Für den Nachweis spezifischer Antikörper gegen T. gondii existieren viele Testsysteme. Der klassische, aufwendige SFT ist Referenztest, wird aber in der Praxis nur noch selten eingesetzt. Stattdessen werden der IFAT, der DAT sowie der ELISA verwendet (SUTER 2001).

Das Prinzip des SFT wird im Folgenden kurz erläutert (Abb. 2.3.).
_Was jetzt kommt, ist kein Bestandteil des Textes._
PR #1710, opened 2023-12-09
feat: Receive USDP

### LINKED ISSUE #1685: Receive usdp funds
Scope
- Add toggle to select lightning or usdp balance to receive to
- Add toggle to select receiving via lightning or on-chain
- Show amount in usd if usdp is selected and sats if lightning is selected
- Invoice is initially generated without an amount
- Add support to add a memo to the invoice
- If usdp is selected, the received payment should be automatically transformed into a short position of the amount that has been received.

Screenshot 2023-12-04 at 16 01 50

bonomat:
Resolves #1685

Took me way too long to get here ...

TODO: 
- [x] get latest best price for new order quantity
    - [ ] ~(optional) or ideally add a new order type which lets us post an order by quantity and the orderbook decides the price~ https://github.com/get10101/10101/issues/1712
- [x] make that we go back to home screen on closing the trade dialog
- [x] squash the last few commits. I've kept them separately for better reviewing. The first one is just frontend, the second is the logic

https://github.com/get10101/10101/assets/224613/471a9c74-de4f-4cca-bf85-ef5c2a0a08bd


holzeis:
Very nice 👌 

A couple of UI/UX remarks from just looking at the video.

- I kind of get why you've added the dialog when receiving a payment, but it's kind of weird, that it pops out of nowhere. Do you think we can skip it? Or at least make it a bit more subtle?
- Are we settled on the USD-P icon? I am not a fan of it and the other places where we show usdp it does not have an icon. Either way I guess we should at least align it.
- Can you use the same styling for the buttons as used on the wallet screen?

bonomat:
> * I kind of get why you've added the dialog when receiving a payment, but it's kind of weird, that it pops out of nowhere. Do you think we can skip it? Or at least make it a bit more subtle?

I think we have to as otherwise we risk the app to be closed and get into error states.

> 
> * Are we settled on the USD-P icon? I am not a fan of it and the other places where we show usdp it does not have an icon. Either way I guess we should at least align it.

What USD-P icon? 🤔 Do you mean the dollar sign when entering the amount? 

> 
> * Can you use the same styling for the buttons as used on the wallet screen?

This is soo hard 🙈

bonomat:
> Can you use the same styling for the buttons as used on the wallet screen?

Done by extracting the style into a widget: https://github.com/get10101/10101/pull/1710/commits/f1ef53baa2691910724a549652532866c302d6c9

image

holzeis:
> I think we have to as otherwise we risk the app to be closed and get into error states.

I do agree, but I really don't like the dialog, also given that the content is pretty random 😅.

How about showing a success screen that a payment has been received which will then inform the user that his sats are swapped into usdp. Similar to the send flow.

Alternatively, (definitely not scope for this change) we should explore if it's feasible to intercept the payment on the coordinator and create the position before forwarding the payment? That way we might be able to even fail the payment if the short order failed.


> What USD-P icon? 🤔 Do you mean the dollar sign when entering the amount? 


Yes 🙂

holzeis:
Something like that maybe?

Screenshot 2023-12-10 at 10 54 52

bonomat:
> Alternatively, (definitely not scope for this change) we should explore if it's feasible to intercept the payment on the coordinator and create the position before forwarding the payment? That way we might be able to even fail the payment if the short order failed.

That's not possible because the preimage will only be released by the app.

bonomat:
> Something like that maybe?
> 
> Screenshot 2023-12-10 at 10 56 18
> 
> Correspondingly we could inform the user if the swap to usdp failed and what that means.

I made a custom dialog.

https://github.com/get10101/10101/assets/224613/22e8f746-e77d-4edb-b866-5f7d3c4dd3a3

After review I'll squash the last few commits. It's too hard to clean them up now :/

bonomat:
> > t USD-P icon? 🤔 Do you mean the dollar sign when entering the amount?
> 
> Yes 🙂

That's actually not USDP, it just allows the user to enter the invoice amount in USD.

holzeis:
> > > t USD-P icon? 🤔 Do you mean the dollar sign when entering the amount?
> > 
> > 
> > Yes 🙂
> 
> That's actually not USDP, it just allows the user to enter the invoice amount in USD.

Yes, but still can we get rid of that icon? or just us `$` instead?

holzeis:
> > Alternatively, (definitely not scope for this change) we should explore if it's feasible to intercept the payment on the coordinator and create the position before forwarding the payment? That way we might be able to even fail the payment if the short order failed.
> 
> That's not possible because the preimage will only be released by the app.

Yeah, its not possible to use the funds from the payment directly, but that's not necessarily what we have to do.

holzeis:
> I made a custom dialog.
> Simulator.Screen.Recording.-.iPhone.15.Pro.-.2023-12-10.at.11.27.21.mp4

It's weird that you received 11$ on a 10$ invoice 😅 

Could you use a drawer instead of the dialog? Also, why don't you simply reuse the `execute_swap_modal`? That way we would have it consistent.

bonomat:
> > > > t USD-P icon? 🤔 Do you mean the dollar sign when entering the amount?
> > > 
> > > 
> > > Yes 🙂
> > 
> > 
> > That's actually not USDP, it just allows the user to enter the invoice amount in USD.
> 
> Yes, but still can we get rid of that icon? or just us `$` instead?

Be my guest and play around with it :/ It's really hard to make it look nice because the input field formatting.

bonomat:
> > I made a custom dialog.
> > Simulator.Screen.Recording.-.iPhone.15.Pro.-.2023-12-10.at.11.27.21.mp4
> 
> It's weird that you received 11$ on a 10$ invoice 😅

I know, there is no way around it unfortunately. It could also be less...

> 
> Could you use a drawer instead of the dialog? Also, why don't you simply reuse the `execute_swap_modal`? That way we would have it consistent. 🙂

No particular reason. I think I have enough of flutter for a while.

holzeis:
I will have a look at the code later today 😉

coordinator/src/orderbook/routes.rs
```diff
@@ -51,6 +53,16 @@ pub async fn get_order(
     Ok(Json(order))
 }
 
+#[instrument(skip_all, err(Debug))]
+pub async fn get_orders(State(state): State<Arc<AppState>>) -> Result<Json<Vec<Order>>, AppError> {
```
holzeis, line 57: ❓ why is that api needed?

crates/ln-dlc-node/src/node/mod.rs
```diff
@@ -179,6 +180,9 @@ pub struct Node<S: TenTenOneStorage, N: Storage> {
     esplora_client: Arc<NodeEsploraClient>,
     pub pending_channel_opening_fee_rates: Arc<parking_lot::Mutex<HashMap<PublicKey, FeeRate>>>,
     pub probes: Probes,
+    // TODO: we should make this persistent as invoices might get paid later - but for now this is
+    // good enough
+    pub pending_usdp_invoices: Arc<parking_lot::Mutex<HashSet<bitcoin::hashes::sha256::Hash>>>,
```
holzeis, line 185: 🤔 Do we really have to keep that list on the shared crate? I figure we could keep that on the app alone.

mobile/lib/common/application/switch.dart
```diff
@@ -5,9 +5,14 @@ class TenTenOneSwitch extends StatefulWidget {
   final bool value;
   final ValueChanged<bool> onChanged;
   final bool showDisabled;
+  final bool isDisabled;
```
holzeis, line 8: 🤔 Is this used anywhere?

mobile/lib/common/custom_app_bar.dart
```diff
@@ -0,0 +1,47 @@
+import 'package:flutter/material.dart';
+import 'package:go_router/go_router.dart';
+
+class CustomAppBar extends StatelessWidget {
```
holzeis, line 4: Nice 👍 

Thanks for creating that component, we should use it everywhere 🙂

Can we rename it to `TenTenOneAppBar` instead of `CustomAppBar` ? 🙃

mobile/lib/common/domain/model.dart
```diff
@@ -64,3 +64,49 @@ class Amount {
     return formatSats(this);
   }
 }
+
+class Usd {
```
holzeis, line 68: 🔧 It looks like this component is not strictly useful for usd but rather for any fiat currency. How about renaming it to Fiat?

mobile/lib/common/secondary_action_button_style.dart
holzeis, line 1: 🔧 it's weird that the name has a style prefix when it contains a widget. 🙃

mobile/lib/features/wallet/payment_claimed_change_notifier.dart
```diff
@@ -1,20 +1,124 @@
...
+                price: price,
+                liquidationPrice: liquidationPrice,
+                fee: fee,
+                fundingRate: fundingRate,
+                expiry: expiry,
+                tradeValuesService: tradeValuesService),
+            PositionAction.open,
+            stable: true);
+
+        // TODO: figure this one out how to go back to home screen
```
holzeis, line 97: ❓ in what context do you want to go back to the Home Screen?

mobile/lib/features/wallet/payment_claimed_change_notifier.dart
```diff
@@ -1,20 +1,124 @@
...
+        // _claimed = true;
+        showDialog(
```
holzeis, line 99: 🙃 would be nice if you could use the `execute_swap_modal` here 🙂

mobile/lib/features/wallet/payment_claimed_change_notifier.dart
```diff
@@ -1,20 +1,124 @@
...
+                liquidationPrice: liquidationPrice,
+                fee: fee,
+                fundingRate: fundingRate,
+                expiry: expiry,
+                tradeValuesService: tradeValuesService),
+            PositionAction.open,
+            stable: true);
+
+        // TODO: figure this one out how to go back to home screen
+        // _claimed = true;
```
holzeis, line 98: 🔧 Shouldn't we set _claimed to true here?

mobile/native/src/ln_dlc/mod.rs
```diff
@@ -269,7 +269,6 @@ pub fn run(seed_dir: String, runtime: &Runtime) -> Result<()> {
         let mut ephemeral_randomness = [0; 32];
         thread_rng().fill_bytes(&mut ephemeral_randomness);
 
-        event::subscribe(position::subscriber::Subscriber {});
```
holzeis, line 272: ❓ Not needed anymore?

mobile/native/src/ln_dlc/node.rs
```diff
@@ -364,6 +364,12 @@ impl Node {
             tokio::time::sleep(reconnect_interval).await;
         }
     }
+
+    pub fn register_usdp_invoice(&self, payment_hash: &bitcoin::hashes::sha256::Hash) {
+        let mut invoices = self.inner.pending_usdp_invoices.lock();
+        invoices.insert(*payment_hash);
```
holzeis, line 370: 🤔 Should we consider cleaning up that list on received payments?

mobile/lib/features/wallet/send/send_onchain_screen.dart
```diff
@@ -78,39 +78,7 @@ class _SendOnChainScreenState extends State<SendOnChainScreen> {
...
-                                    style: TextStyle(fontWeight: FontWeight.w500, fontSize: 20),
-                                  ),
-                                ],
-                              ),
-                            ],
-                          ),
-                        ),
-                      ],
-                    ),
+                    const CustomAppBar(title: "Send"),
```
holzeis, line 81: Nice thanks 🙏

mobile/lib/features/wallet/send/send_lightning_screen.dart
```diff
@@ -253,7 +222,8 @@ class _SendLightningScreenState extends State<SendLightningScreen> {
                     ),
                     TenTenOneSwitch(
                         value: _payWithUsdp,
-                        showDisabled: false,
+                        isDisabled: usdpBalance <= 0,
```
holzeis, line 225: 🤔 hmm.. isn't it nicer to let the user select the usdp option and show the user directly that they are missing funds. I feel like this could get annoying not knowing why the switch is disabled.

holzeis (approved):
Looks good 🚀

I left minor remarks, but we can also address / discuss them in follow ups. 🙂

coordinator/src/orderbook/routes.rs
bonomat: I used it to manually retrieve the current orders from the coordinator. I think this endpoint is useful even though it's not being used in the app

crates/ln-dlc-node/src/node/mod.rs
bonomat: You are right, can be stored some levels up . Ideally it was stored in the DB

mobile/lib/features/wallet/payment_claimed_change_notifier.dart
bonomat: Oh , that's already resolved

mobile/native/src/ln_dlc/mod.rs
bonomat: It didn't do anything

mobile/native/src/ln_dlc/node.rs
bonomat: I figured it's in memory only so not hurting, but I guess if it's in the db we should

crates/ln-dlc-node/src/node/mod.rs
bonomat: a9125f2a2812743a7adad436e0bfba09e824c5ff

mobile/lib/common/custom_app_bar.dart
bonomat: ca87c51a183b6d4e22b2e9814cc247c99c7dc149

crates/ln-dlc-node/src/node/mod.rs
bonomat: a9125f2a2812743a7adad436e0bfba09e824c5ff

mobile/lib/common/domain/model.dart
bonomat: Let's deal with this once we have other currencies than USD :)

mobile/lib/features/wallet/send/send_lightning_screen.dart
bonomat: https://github.com/get10101/10101/issues/1713

coordinator/src/orderbook/routes.rs
holzeis: Gotya, should we move it to admin then and add a comment on why it's there? 🙂

mobile/native/src/state.rs
```diff
@@ -51,6 +52,18 @@ pub fn get_node() -> Arc<Node> {
     NODE.get().read().clone()
 }
 
+pub fn register_pending_usdp_invoices(hash: bitcoin::hashes::sha256::Hash) {
```
holzeis, line 55: 🔧 shouldn't these functions rather be on the node than in the `state.rs`? 

This file should only contain boilerplate code for getting and setting states. (Storage)

bonomat: done

SXBT69:
Minor suggestions :

- use this as icon in the USDp side : 💲
- Can we switch the positions of Lightning and on-chain at the bottom?🙈

bonomat:
> * use this as icon in the USDp side : 💲

Feels redundant with the Dollar sign below? 

image


> * Can we switch the positions of Lightning and on-chain at the bottom?🙈

Mhmm... any particular reason why? :) 

I'll go ahead and merge this for now :)

SXBT69:
> Mhmm... any particular reason why? :)

Yes, accidental thumb clic on "on-chain" but minor remark

PR #1717, opened 2023-12-11
Handle resizing position on app restart

### LINKED ISSUE #1645: Closed position with signed dlc channel
Going over our logs, I've found that we have closed position with a signed dlc channel. That should not be possible.

luckysori:
Fix #1645.


holzeis (approved):
It might not change a lot but at least we now do not attempt to fix a broken state that we shouldn't. 👍

luckysori:
> It might not change a lot but at least we now do not attempt to fix a broken state that we shouldn't. 👍

Locally I reproduced a situation with a `Resizing` position and an `OffChainClosed` subchannel and these changes ensured that the resize protocol was completed after restarting the app.

PR #1722, opened 2023-12-11
feat: upload released binaries to server

bonomat:
This will upload the binaries directly to our testvm. A script on the test vm will check for the existance of the file and deploy it if necessary


bonomat:
It's a non-invasive change on the repo, so I'm just going ahead and merge this.

PR #1724, opened 2023-12-12
Prevent `coordinator::orderbook::trading` task from stopping if getting DB connection times out

### LINKED ISSUE #1672: Prevent `orderbook::trading` task from stopping
As it is currently unsupervised, if the channel connecting the HTTP API routes and the trading task ever breaks, the coordinator is unable to accept new orders until it is restarted.

#### Proposal

By supervising the task we should be able to heal from a closed channel without having to restart the whole binary.

luckysori:
Fix #1672.

---

Fixing this has made me realise that this is an antipattern that we have (very likely) been running into for a long time. That is,
using a `?` when setting up a spawned task and assuming that it will be handled somewhere.

Here it caused two problems:

1. It stopped a task that we did not want to stop.
2. It failed silently.

In some cases it might be acceptable to stop a task, but we don't want this to happen silently.

I will keep an eye out for this from now on. And I will audit the code base for instances where we use `?` when calling `pool.get()`.

### DIFF
--- a/coordinator/src/bin/coordinator.rs
+++ b/coordinator/src/bin/coordinator.rs
@@ -328,12 +328,19 @@ async fn main() -> Result<()> {
     // Start the metrics exporter
     autometrics::prometheus_exporter::init();
 
-    tracing::debug!("listening on http://{}", http_address);
-    axum::Server::bind(&http_address)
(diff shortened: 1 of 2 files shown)


bonomat (approved):
LGTM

Hitzeinaktiviertes Patientenserum wird nach Zusatz eines so genannten Aktivatorserums (accessory factor) zusammen mit lebenden Toxoplasmen bei 37 °C inkubiert. Sind Toxoplasma-Antikörper im Serum vorhanden, findet eine komplementvermittelte Zytolyse der Toxoplasmen statt und diese lassen sich mit der zugesetzten basischen Methylenblaulösung nicht mehr anfärben (positive Reaktion).

Ist das Patientenserum frei von Toxoplasma-Antikörpern, findet keine Zytolyse statt und der Farbstoff wird in die Zellen eingeschleust, die dann eine blaue Färbung (negative Reaktion) annehmen (BUNDESGESUNDHEITSBLATT 1989).